Nadie estaba a salvo de la metsuke, sobre todo en aquel turbulento clima político, en el que las palabras o los actos más inocuos de un hombre podían tergiversarse hasta volverse pruebas de deslealtad al caballero Matsudaira y motivo de destierro o ejecución.
– Si Ejima ha sido asesinado -prosiguió Sano-, el culpable tal vez tenga relación con alguien afectado por una investigación de la metsuke. -Y Sano recordaba que Ejima había disfrutado con su sucio trabajo. El regodeo con que acometía la ruina de una persona podría haber enfurecido a sus parientes y amigos.
– Era lo que se dice un hombre con un montón de enemigos -dijo Marume.

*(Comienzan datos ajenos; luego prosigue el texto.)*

PR #3620, opened 2026-08-12
feat(loaders): accept any @sanity/client version via SanityClientLike

rexxars:
## The problem

Loader options that take a client were typed as `SanityClient | SanityStegaClient`. That breaks when the app resolves a different `@sanity/client` than the loaders do:

```
error TS2322: Type 'SanityClient' is not assignable to type 'SanityClient | SanityStegaClient'.
  Property '#private' in type 'SanityClient' refers to a different member
  that cannot be accessed from within type 'SanityClient'.
```

The cause is not the v7 to v8 changes. `SanityClient` declares a `#private` field, which makes it **nominal** rather than structural, so a client only satisfies it when it comes from the exact same copy of the package. A duplicate install of the *same* version fails too. The v7/v8 config diffs (`requester` moving into `InitializedClientConfig`, `resolveFetch` replacing `_requestHandler`) are just extra fuel.

The methods the loaders actually use are unchanged: `fetch`, `config` and `withConfig` are byte-identical between v7.26.2 and v8.0.0, which is why one interface can serve both.

## The change

`SanityClientLike` in `@sanity/visual-editing-types`, covering only what the loaders need, re-exported from `@sanity/core-loader` so the react and svelte loaders pick it up through their existing `export type * from`:

```ts
export interface SanityClientLike {
  config(): {
    dataset?: string
    perspective?: ClientPerspective
    projectId?: string
    stega: InitializedStegaConfig
    token?: string
    useCdn: boolean
  }
  withConfig(config: SanityClientLikeConfig): SanityClientLike
  fetch<R = any>(query: string, params?: QueryParams, options?: /* filtered */): Promise<R>
  fetch<R = any>(query: string, params: QueryParams, options: /* unfiltered */): Promise<{result: R; resultSourceMap?: ContentSourceMap}>
}
```

Notes on the shape:

- Query options are `Pick<ResponseQueryOptions, ...>` rather than hand-written fields, so they track the real client instead of drifting from it.
- `config().stega` stays `InitializedStegaConfig`, which is what lets `enableLiveMode` pass it straight into `stegaEncodeSourceMap`. Safe because `StegaConfig` is structurally identical across majors and carries no private brand.
- Both `fetch` overloads are needed: the loaders use `filterResponse: false`, and `preview-url-secret`'s `validatePreviewUrl` uses the plain form.
- `R` defaults to `any` to match `SanityClient['fetch']`. Defaulting to `unknown` is stricter than the client it stands in for and breaks callers who cannot name the type.

It lives in `visual-editing-types` because that is the only existing package reachable from both sides: `core-loader` and `visual-editing` already pull it in transitively via `visual-editing-csm`.

Eight `as SanityClient` casts became unnecessary and are gone.

## Not a breaking change

Every option accepts strictly more than before: `createQueryStore({client})`, `setServerClient()`, `enableLiveMode({client})`, `useLiveMode({client})`, `handlePreview({client})`, `handleLoadQuery({client})`.

For SvelteKit, `event.locals.client` keeps the full `SanityClient` API:

```ts
export interface VisualEditingLocals<TClient extends SanityClientLike = SanityClient> {
  client: TClient
  preview: boolean
}
```

The default keeps `.listen()`, `.getDocument()` and the rest available to everyone already reading it. Our own `global.d.ts` stubs parameterise it with `SanityClientLike`, which is what lets `handlePreview` assign internally without a cast. Apps that resolve their own copy of `@sanity/client` name it explicitly in `app.d.ts`:

```ts
declare global {
  namespace App {
    interface Locals extends LoaderLocals<SanityClient> {}
  }
}
```

The one narrowing is `unstable__serverClient.instance`, now `SanityClientLike`. Leaving it as the nominal class would have recreated the bug in a different spot, since it holds a client the caller handed us. It is marked `@internal` and prefixed `unstable__`.

## Tests

`packages/core-loader/test/SanityClientLike.test-d.ts` installs `@sanity/client@8` under an alias as a devDep so the cross-major case is genuinely reproduced. Without a second copy in the tree the assertions would be vacuous, since one copy is always compatible with itself. It covers:

- clients from both majors, plain and stega, satisfy the interface
- the interface is accepted by `validatePreviewUrl`, which `handlePreview` calls
- the interface has not been quietly narrowed back to the nominal class
- non-clients are still rejected

`packages/svelte-loader/test/locals.test-d.ts` covers the locals default and the escape hatch.

## Also in here: the typecheck was inert

`typecheck.tsconfig` pointed at `tsconfig.build.json` in both packages. In `core-loader` that sets `noCheck`; in `svelte-loader` it only includes `src`, so files under `test` were outside the program. Either way every type assertion silently passed, including the new ones. Confirmed by asserting `expectTypeOf<string>().toEqualTypeOf<number>()` and watching it pass. Both now point at `tsconfig.json`, and each was verified to fail on a deliberate bad assertion before being trusted.

That flushed out a real bug in this PR: with no default on `R`, it fell back to `unknown` and broke the internal cache typing in `core-loader/src/index.ts`. Hence the `= any` above.

**Still inert, not fixed here:** `react-loader`'s existing `test/createQueryStore/universal.test-d.ts` and all of `visual-editing`'s tests, for the same two reasons. Turning them on risks surfacing a pile of unrelated pre-existing errors, so it is left for a follow-up, but they currently guard nothing.

## Out of scope

- `visual-editing/src/optimistic/*` keeps `SanityClient`. It uses `transaction`, `mutate` and `listen` and wants the real thing.
- `preview-url-secret`'s own narrower `SanityClientLike` is untouched. Its need is genuinely smaller, and widening it would break anyone passing a hand-rolled object. A type test locks the one-way compatibility instead.
- `packages/visual-editing-standalone/package.json` has a one-line `@sanity/ui` 4.0.1 to 4.0.2 change that the build regenerated. Drift from the recent `@sanity/ui` bump, unrelated to this work. Happy to drop it.
- Noticed but not changed: `defineUseLiveMode` in both loaders does `(studioUrl ?? typeof client === 'object') ? client?.config().stega.studioUrl : undefined`, which ignores an explicitly passed `studioUrl` whenever it is truthy. Looks like it was meant to be `studioUrl ?? (typeof client === 'object' ? ... : undefined)`. Only the cast was removed.

### DIFF
--- a/.changeset/loose-clients-decoupled.md
+++ b/.changeset/loose-clients-decoupled.md
@@ -1,0 +1,46 @@
+---
+'@sanity/visual-editing-types': minor
+'@sanity/core-loader': minor
+'@sanity/react-loader': minor
+'@sanity/svelte-loader': minor
+'@sanity/visual-editing': minor
+---
+
+feat: accept any `@sanity/client` version in the loaders via `SanityClientLike`
+
+Options that took a client used to be typed as `SanityClient | SanityStegaClient`. `SanityClient`
+declares a `#private` field, which makes it nominal rather than structural, so a client only
+satisfied it when it came from the exact same copy of `@sanity/client`. Passing a client from a
+different major failed to typecheck, and so did a duplicate install of the same version:
+
+```
+Type 'SanityClient' is not assignable to type 'SanityClient | SanityStegaClient'.
+  Property '#private' in type 'SanityClient' refers to a different member that cannot be
+  accessed from within type 'SanityClient'.
+```
+
+These options now take `SanityClientLike`, a structural interface covering only what the loaders
+use: `config()`, `withConfig()` and `fetch()`. Any client satisfies it, from any version, including
+the ones from `@sanity/client/stega`, `@sanity/preview-kit/client` and `next-sanity`.
+
+This affects `createQueryStore({client})`, `setServerClient()`, `enableLiveMode({client})`,
+`useLiveMode({client})`, `handlePreview({client})` and `handleLoadQuery({client})`. All of them
+accept strictly more than before, so no changes are needed.
+
+For SvelteKit, `event.locals.client` still gives you the full `SanityClient` API. If your app
+resolves a different copy of `@sanity/client` than these packages do, name your own client type in
+`app.d.ts` to avoid a mismatch:
+
+```ts
+import type {SanityClient} from '@sanity/client'
+import type {LoaderLocals} from '@sanity/svelte-loader'
+
+declare global {
+  namespace App {
+    interface Locals extends LoaderLocals<SanityClient> {}
+  }
+}
+```
+
+The one narrowing is `unstable__serverClient.instance`, which is now `SanityClientLike`. It is
+marked `@internal` and prefixed `unstable__`.
--- a/.changeset/typecheck-not-inert.md
+++ b/.changeset/typecheck-not-inert.md
@@ -1,0 +1,11 @@
+---
+'@sanity/core-loader': patch
+'@sanity/svelte-loader': patch
+---
+
+fix: run vitest's typecheck against a tsconfig that actually checks the test files
+
+`typecheck.tsconfig` pointed at `tsconfig.build.json` in both packages. In `core-loader` that config
+sets `noCheck`, and in `svelte-loader` it only includes `src`, so type assertions in `test` were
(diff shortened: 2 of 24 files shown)


stipsan (dismissed):
Thanks!

rexxars:
Rebased and ready for a re-review.

stipsan (approved):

– Pero un móvil no significa necesariamente un asesinato -observó Sano como recordatorio para los dos-. No cuando hay tan pocas pruebas. -Se resistía a dejarse llevar por su corazonada de que, había gato encerrado: hasta el instinto samurái era susceptible a la influencia de las preferencias personales-. Antes de seguir adelante, deberíamos interrogar a todos los testigos. -Miró al otro lado de la pista, donde el detective Fukida seguía manos a la obra con los espectadores, y luego alzó la vista hacia los soldados de los muros y torretas-. Más importante aún, tenemos que determinar la causa exacta de la muerte de Ejima.
Eso era algo que Sano, pese a toda su experiencia y su flamante autoridad, no podía hacer por sí mismo. Y el alcance de la investigación se extendía mucho más allá del hipódromo y los hombres presentes en el escenario de los hechos, para incluir a los adversarios de Ejima además de los del caballero Matsudaira. Eso podía suponer centenares de sospechosos potenciales. Sano necesitaba más ayuda de la que podían ofrecer Marume y Fukida, de alguien en quien tuviera absoluta confianza.
– Manda llamar a Hirata-san -ordenó a Marume-. Dile que venga a verme aquí enseguida.